Make or suffer to exist any Investments, except that this prohibition
shall not apply to (i) the purchase of direct obligations of the government
of the United States of America, or any agency thereof, or obligations
unconditionally guaranteed by the United States of America; (ii)
certificates of deposit of any bank organized or licensed to conduct a
banking business under the laws of the United States or any State thereof;
(iii) Investments in commercial paper which, at the time of acquisition by
the Borrower or any Subsidiary, is accorded the highest rating category by
a nationally recognized credit rating agency; (iv) other Investments of the
Borrower existing as of the date of execution hereof as shown on Schedule
II hereof; and (v) Investments made in conformity with the Investment
Guidelines as shown on Exhibit "F" hereof.
11. Exhibit "F" attached to this Amendment is hereby added as Exhibit "F" to
the Credit Agreement effective from and after the date hereof.

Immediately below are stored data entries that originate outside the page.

PR #5486, opened 2024-03-14
.Net - Expose Agent Thread Messages

crickman:
### Motivation and Context

Retrieving a thread based on ID is supported, but there's not a good way to retrieve messages.

### Description

Don't want to store messages in thread since this could impact memory pressure but they _do_ need to be exposed when re-approaching an existing thread.  Turns out there was some dead-code from the early POC to clean-up also.

### Contribution Checklist

### DIFF
--- a/dotnet/src/Experimental/Agents.UnitTests/Integration/ThreadHarness.cs
+++ b/dotnet/src/Experimental/Agents.UnitTests/Integration/ThreadHarness.cs
@@ -1,6 +1,6 @@
 ﻿// Copyright (c) Microsoft. All rights reserved.
 
-#define DISABLEHOST // Comment line to enable
+//#define DISABLEHOST // Comment line to enable
 using System.Threading.Tasks;
 using Microsoft.SemanticKernel;
 using Microsoft.SemanticKernel.Experimental.Agents;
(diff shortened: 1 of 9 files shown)


dotnet/src/Experimental/Agents.UnitTests/Integration/ThreadHarness.cs
```diff
@@ -68,4 +68,32 @@ public async Task VerifyThreadLifecycleAsync()
 
         await Assert.ThrowsAsync<HttpOperationException>(() => context.GetThreadModelAsync(thread.Id)).ConfigureAwait(true);
     }
+
+    /// <summary>
+    /// Verify retrieval of thread messages
+    /// </summary>
+    [Fact(Skip = SkipReason)]
```
alliscode, line 75: Should this new be skipped? If so, a more descriptive reason would be good.

alliscode (approved):

dotnet/src/Experimental/Agents.UnitTests/Integration/ThreadHarness.cs
crickman: Everything in this folder is disabled by default since they aren't unit-tests, they really dev-harnesses posing as integration tests.  Each file has a descriptor:

image

Github review tool hides this unless you dig!

TaoChenOSU (approved):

12. Subsection 12.1(c) of the Credit Agreement is hereby amended and restated
so that, from and after the date hereof, it shall read in its entirety as
follows:
(c) The Borrower shall default in the performance of any other
agreement, covenant or obligation contained in this Agreement (other than
the defaults specifically enumerated in this Section 12.1), and any such
default shall not be cured within ten (10) days after notice thereof is
sent by the Lender to the Borrower; or
13. Borrower agrees to pay on demand all reasonable costs and expenses of the
Lender (as more fully set forth on the Expense and Disbursement Statement
of even date herewith executed by Borrower and Lender) in connection with
the preparation, printing, execution, and delivery of this Amendment and
the other instruments and documents to be delivered hereunder and
thereunder, including the reasonable fees and out-of-pocket expenses of
legal counsel for the Lender, with respect thereto, and the reasonable fees
of independent public accountants, and other outside experts retained by
the Lender in connection with the enforcement of this Amendment and the
other instruments and documents to be delivered hereunder. In addition, the
Borrower shall pay any and all stamp and other taxes payable or determined
to be payable in connection with the execution and delivery of this
Amendment and the instruments and documents to be delivered hereunder, and
agrees to save the Lender harmless from and against any and all liabilities
with respect to or resulting from any delay in paying or omitting to pay
such taxes. All obligations provided for in this paragraph shall survive
any termination of this Amendment or the Credit Agreement.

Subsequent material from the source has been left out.